*** Data extract ***

PR #492, opened 2020-04-03
GUACAMOLE-728: Add SSL configuration options for MySQL and PostgreSQL

necouchman:
This pull request adds the configuration options for both MySQL and PostgreSQL to enable these drivers to establish SSL connections to the secured MySQL and PostgreSQL instances and configure the various options associated with them.

Have not had a chance to test, yet, but will try to spin that up, soon.  If anyone else is able to test, that'd be great.


echu2013:
I am trying to figure out this..
I use the following setting because of the lack of this feature:
`mysql-database: guacdb?useSSL=false`

Using this branch I've tried to specify the regular way:
`mysql-database: guacdb`
And:
`mysql-ssl-mode: disabled`

> Also tried the values: 0, false. But logs say these are invalid ssl modes.

But, the following keeps showing up in logs:
> Mon Apr 06 12:23:26 ART 2020 WARN: Establishing SSL connection without server's identity verification is not recommended. According to MySQL 5.5.45+, 5.6.26+ and 5.7.6+ requirements SSL connection must be established by default if explicit option isn't set. For compliance with existing applications not using SSL the verifyServerCertificate property is set to 'false'. You need either to explicitly disable SSL by setting useSSL=false, or set useSSL=true and provide truststore for server certificate verification.

**Reverting to my original setting, WARNs vanish.**

necouchman:
@echu2013: I've tweaked the code a bit and added in the legacy (see below) `useSSL` option as part of the parsing of the code.

According to the MySQL 8.0 JDBC documentation (https://dev.mysql.com/doc/connector-j/8.0/en/connector-j-reference-configuration-properties.html), the `useSSL` mode property has been deprecated in favor of the `sslMode` property, which is why I implemented that one, instead.  However, please give the latest commit a try and see if setting that flag allows it to work properly.

echu2013:
> @echu2013: I've tweaked the code a bit and added in the legacy (see below) `useSSL` option as part of the parsing of the code.
> 
> According to the MySQL 8.0 JDBC documentation (https://dev.mysql.com/doc/connector-j/8.0/en/connector-j-reference-configuration-properties.html), the `useSSL` mode property has been deprecated in favor of the `sslMode` property, which is why I implemented that one, instead. However, please give the latest commit a try and see if setting that flag allows it to work properly.

Hi! 
Thanks, I will try it! How should I set it in guacamole.properties?

necouchman:
@echu2013: Parameters are the same as before, I just added the code that sets `useSSL=false` when mysql-ssl-mode=disabled, and `useSSL=true` when `mysql-ssl-mode` is set to anything else that would enable SSL.  There are also options for the trust store (`mysql-ssl-trust-store`) and trust store password.

mike-jumper:
@necouchman, with additional enum-driven `GuacamoleProperty` implementations being added here, I took a stab at implementing an `EnumGuacamoleProperty` that would remove the need to define new `GuacamoleProperty` subclasses every time we want to map a configuration value to an enum.

Do you think that would be worth pulling in? The draft PR is #519.

necouchman:
> Do you think that would be worth pulling in? The draft PR is #519.

Yeah, I'm good with that!

necouchman:
> Do you think that would be worth pulling in? The draft PR is #519.

Okay, going to refactor with fixes you mentioned, above, and the recently-merged support for EnumGuacamoleProperty.

necouchman:
Okay, refactored with your new fancy `EnumGuacamoleProperty` and corrected comment issues.  Going to try to review it myself, here, tomorrow and see what else needs to be fixed.  Let me know what you find.

extensions/guacamole-auth-jdbc/modules/guacamole-auth-jdbc-postgresql/src/main/java/org/apache/guacamole/auth/postgresql/conf/PostgreSQLSSLMode.java
```diff
@@ -0,0 +1,104 @@
...
+     * Given the String value, determine the correct enum value that matches
+     * the string, or null if there is no match.
+     * 
+     * @param value
+     *     The String value to test to find a match.
+     * 
+     * @return 
+     *     The enum value matching the given String.
+     */
+    public static PostgreSQLSSLMode getValue(String value) {
```
mike-jumper, line 96: Is this still used?

extensions/guacamole-auth-jdbc/modules/guacamole-auth-jdbc-mysql/src/main/java/org/apache/guacamole/auth/mysql/MySQLAuthenticationProviderModule.java
```diff
@@ -79,6 +84,37 @@ public MySQLAuthenticationProviderModule(MySQLEnvironment environment)
         // Allow use of multiple statements within a single query
         driverProperties.setProperty("allowMultiQueries", "true");
         
+        // Set the SSL mode to use when conncting
+        MySQLSSLMode sslMode = environment.getMySQLSSLMode();
+        driverProperties.setProperty("sslMode", sslMode.toString());
```
mike-jumper, line 89: With `MySQLSSLMode` now refactored to rely on `@PropertyValue`, this may not return the value you expect. The `MySQLSSLMode` enum should expose a means of retrieving the value required by the JDBC driver.

extensions/guacamole-auth-jdbc/modules/guacamole-auth-jdbc-mysql/src/main/java/org/apache/guacamole/auth/mysql/MySQLAuthenticationProviderModule.java
```diff
@@ -79,6 +84,37 @@ public MySQLAuthenticationProviderModule(MySQLEnvironment environment)
...
+        
+        // Set legacy properties
+        if (sslMode == MySQLSSLMode.DISABLED)
+            driverProperties.setProperty("useSSL", "false");
```
mike-jumper, line 93: If `MySQLSSLMode.DISABLED` represents `useSSL=false`, is the value set for `sslMode` above correct in this case? Is specifying `sslMode` legal if `useSSL=false` is also specified?

extensions/guacamole-auth-jdbc/modules/guacamole-auth-jdbc-postgresql/src/main/java/org/apache/guacamole/auth/postgresql/conf/PostgreSQLSSLMode.java
```diff
@@ -0,0 +1,104 @@
...
+     *     The value to use when configuring the JDBC driver.
+     */
+    PostgreSQLSSLMode(String configValue) {
+        this.configValue = configValue;
+    }
+    
+    @Override
+    public String toString() {
+        return configValue;
+    }
```
mike-jumper, line 84: I suggest providing access to this value in a way that is specifically tied to the fact that it is the configuration value for the JDBC driver (and documented as such), rather than overriding `toString()`.

extensions/guacamole-auth-jdbc/modules/guacamole-auth-jdbc-mysql/src/main/java/org/apache/guacamole/auth/mysql/MySQLAuthenticationProviderModule.java
necouchman: I think so - basically, the only case where `useSSL` will be set to `false` will be where `sslMode` is already set to `disabled`.  In every other case of `sslMode`, `useSSL` will be set to `true`, which, based on some feedback and documentation, is required for different (older) versions of MySQL and/or MariaDB.

extensions/guacamole-auth-jdbc/modules/guacamole-auth-jdbc-mysql/src/main/java/org/apache/guacamole/auth/mysql/conf/MySQLSSLMode.java
```diff
@@ -0,0 +1,89 @@
...
+/**
+ * Possible values for enabling SSL within the MySQL Driver.
+ */
+public enum MySQLSSLMode {
+    
+    /**
+     * Do not use SSL at all.
+     */
+    @PropertyValue("disabled")
+    DISABLED("disabled"),
```
mike-jumper, line 33: According to https://dev.mysql.com/doc/connector-j/8.0/en/connector-j-reference-configuration-properties.html:

> ... The following values are allowed: "DISABLED" - Establish unencrypted connections; "PREFERRED" - (default) Establish encrypted connections if the server enabled them, otherwise fall back to unencrypted connections; "REQUIRED" - Establish secure connections if the server enabled them, fail otherwise; "VERIFY_CA" - Like "REQUIRED" but additionally verify the server TLS certificate against the configured Certificate Authority (CA) certificates; "VERIFY_IDENTITY" - Like "VERIFY_CA", but additionally verify that the server certificate matches the host to which the connection is attempted.

Are the current strings for `driverValue` listed here ("disabled", "verify-ca", etc.) correct?

necouchman: Ah, that explains why I was trying to use `toString()` - just seemed to match up exactly.  They should be correct, now.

*** End of Data extract ***

* Work required
Across the entries above, find the lines with the string "tried" and copy them.

* Problem solution
Using this branch I've tried to specify the regular way:
> Also tried the values: 0, false. But logs say these are invalid ssl modes.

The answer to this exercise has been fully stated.